Youtube da bir videoya denk gelmiştim. Eğitim bilimcisi olduğunu düşündüğüm zat Amerikadaki eğitim sistemi ile Türkiyedekini kıyaslıyordu. Ülkemizde çocuğa zayıf olduğu derslerden özel ders aldırılırken Amerikada iyi olduğu derslerden daha da iyi olsun diye ders aldırılılmış. Of dedim, ne kadar da mantıklı! İçimde bir hüzün; bizde bu günleri görür müyüz Piraye?
Bunları yazarken yan bahçeden komşunun oğluna seslenişi geldi; “Sivriler ısıracak yer bulamadılar, kulağımı ısırdılar.”
Oysa tüm sivrisinekler partilemek için beni beklemişti.Anında zihnimde bir fleşbek. Geçen hafta seansta terapistim çocukluk travmamı çok klişe bulmama karşılık demişti; ” Ah bir anlasak hepimizin ne kadar klişe olduğunu da o özel olma özentiğilimizden bir kurtulsak”. Canım benim, güneşim aslanda benim, bunu bir sindirmem lazım.
Hazıra konmaya bayılan modern insan ve Merkür Satürn karemden mütevellit kısıtlı olduğunu hissettiğim anlatımımım için konuyu toparlarsak:
- Bok gibi hissettiğinde “İyiyim” demekten başka bir şey bulamıyorsan buralara bir bak. Bütçen el veriyorsa ya da yokluğu seni mutsuz etmeyecek ihtiyaçlarından kısarak terapiye git. Sana uygun terapisti bulduğunu hissedene kadar da vazgeçme. Zira ilk gittiğin uymadı diye bahane bulmak çok kolay; denemeye devam etmek o kadar kolay değil.

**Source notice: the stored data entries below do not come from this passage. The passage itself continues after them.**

PR #3099, opened 2025-05-28
fix: app recovery update events api error - WPB-17609

jullianm:
<table>
<td>
  <a href="https://wearezeta.atlassian.net/browse/WPB-17609" title="WPB-17609" target="_blank">BugWPB-17609</a>  [iOS] App doesn't recover from 'UpdateEventsAPIError.notFound' 
  </td></table>
  <br />
 

### Issue

When pulling pending events during `IncrementalSync` and it fails with 400 or 404, it means we have missed (too many) events and app needs to recover by:
- triggering a full sync (initial + incremental)
- add a system message to let user know there is a potential message gap

Uploading ScreenRecording_05-28-2025 14-14-50_1.MP4…

### Testing

tested internally by throwing a 404 error and ensuring gap system message is added and full sync is performed.

### Checklist

### DIFF
--- a/WireDomain/Sources/WireDomain/Repositories/UpdateEvents/Protocols/UpdateEventsLocalStoreProtocol.swift
+++ b/WireDomain/Sources/WireDomain/Repositories/UpdateEvents/Protocols/UpdateEventsLocalStoreProtocol.swift
@@ -30,7 +30,7 @@ public protocol UpdateEventsLocalStoreProtocol {
     /// Stores last event ID.
     /// - parameter id: The last event ID to store.
 
-    func storeLastEventID(id: UUID)
+    func storeLastEventID(id: UUID?)
 
     /// Retrieves the index of the last event envelope.
     /// - returns: The last index event envelope.
--- a/WireDomain/Sources/WireDomain/Synchronization/IncrementalSync.swift
+++ b/WireDomain/Sources/WireDomain/Synchronization/IncrementalSync.swift
@@ -27,10 +27,12 @@ public struct IncrementalSync: IncrementalSyncProtocol {
     private let pushChannelAPI: any PushChannelAPI
     private let updateEventsSync: any PullPendingUpdateEventsSyncProtocol
     private let decryptor: any UpdateEventDecryptorProtocol
-    private let store: any UpdateEventsLocalStoreProtocol
+    private let updateEventsStore: any UpdateEventsLocalStoreProtocol
+    private let messageStore: any MessageLocalStoreProtocol
     private let processor: any UpdateEventProcessorProtocol
     private let databaseSaver: any DatabaseSaverProtocol
     private let syncStateSubject: CurrentValueSubject<SyncState, Never>
+    private let onMissedEvents: () -> Void
     private let logger = WireLogger.sync
 
     public init(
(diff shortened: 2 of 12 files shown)


WireDomain/Sources/WireDomain/Repositories/UpdateEvents/Protocols/UpdateEventsLocalStoreProtocol.swift
```diff
@@ -30,7 +30,7 @@ public protocol UpdateEventsLocalStoreProtocol {
     /// Stores last event ID.
     /// - parameter id: The last event ID to store.
 
-    func storeLastEventID(id: UUID)
+    func storeLastEventID(id: UUID?)
```
netbe, line 33: question: why is it optional?
thought(non-blocking): maybe we should get a resetLastEventID instead

WireDomain/Sources/WireDomain/Synchronization/IncrementalSync.swift
```diff
@@ -75,7 +81,24 @@ public struct IncrementalSync: IncrementalSyncProtocol {
...
+            switch error {
+            case let apiError as UpdateEventsAPIError:
+                switch apiError {
+                case .notFound, .invalidParameters:
+                    logger.debug("too many missed events.. recovering")
+                    // nullifying the last event ID since we missed events and we want to
+                    // reset with a full sync (initial + incremental)
+                    updateEventsStore.storeLastEventID(id: nil)
+                    try await messageStore.addPotentialGapSystemMessage()
+                    onMissedEvents()
```
johnxnguyen, line 94: suggestion: I think it would be better that the incremental sync throws an error like `missingEvents`, which is handled by the `SyncAgent` that would then trigger the initial sync. For me the `IncrementalSync` should just try to do what it's ask to do and report any failures, where as the `SyncAgent` is responsible for starting and stopping various syncs. What do you think?

jullianm: that was my initial thought as well but then I figured in that case the SyncAgent would not only be responsible of high level sync operations (starting / stopping syncs) but also add potential gap system message and clean up the last event ID which I think is outside of its responsibilities because way too specific. 

In my opinion, we should report to the SyncAgent only for sync operations and keep the more specific logic closer to the object its related to  (i.e add potential system message, clean up the last event ID).

netbe: @johnxnguyen For what is worth, on async stream I don't throw an error (since it would close the websocket and avoid acknowledgement of event) instead I use a delegate to inform the SyncAgent to do the initialSync then I can continue on my flow.

netbe (approved):
Looks good to me, left a comment

WireDomain/Sources/WireDomain/Synchronization/IncrementalSync.swift
johnxnguyen: I think the incremental can add the system message and then throw the error so the sync agent can perform the initial sync. Doing so should update the last event id already as a first step so there's no cleanup really necessary, right?

@netbe I would say that closing the push channel to perform the initial sync and then reopen the push channel is the behavior we want. Or is there any issue in doing this? Maybe one I can think of is that it may create a window of time where events are pushed to the NSE.

netbe:
@jullianm moving to 4.0.0

WireDomain/Sources/WireDomain/Synchronization/IncrementalSync.swift
johnxnguyen: For me, the incremental sync can still clear the last event id and add the system message, but I think it should throw the error and let the `SyncAgent` handle it by triggering the appropriate sync.

netbe: so maybe better not to close the pushChannel and wait until initial sync is done

jullianm: thanks for the feedbacks, I'll close this PR and open a new one and do the changes from 4.0 as there's too much discrepancies between branches now.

- Yaşadığın olaylar hakkında varsayımda bulunma canım. Keza kendimize sorun yaratmaktan başka bir işe yaramıyor. Böyle sadece bu yazıyı okumak daha da işe yaramaz. Yiyor dersen; yakın zamanda yaşadığın bir tartışmadan üzerinden biraz vakit geçsin, git karşı tarafa sor; “Bunu neden böyle düşündün, neden böyle dedin?”.
- Ebeveynlere sesleniyorum; ne olur kendinizi unutmayın. Evet, kendinizi hatırlayın. Aç Pink Floyd’dan Wall’ı. Çocuğunun potansiyeli gözünün önünde.Gideceği yer orada. İtme; elinden tut. Annen baban sana böyle yapabilseydi kötü mü olurdu ki sen kötü olasın?
- Hepimiz klişeyiz. Bendekinden sende de var, sendekinden de bende. Kendime yazıyorum yani aslında bunları bir yandan ben de. Bir yerlere varır mıyız mı dersin?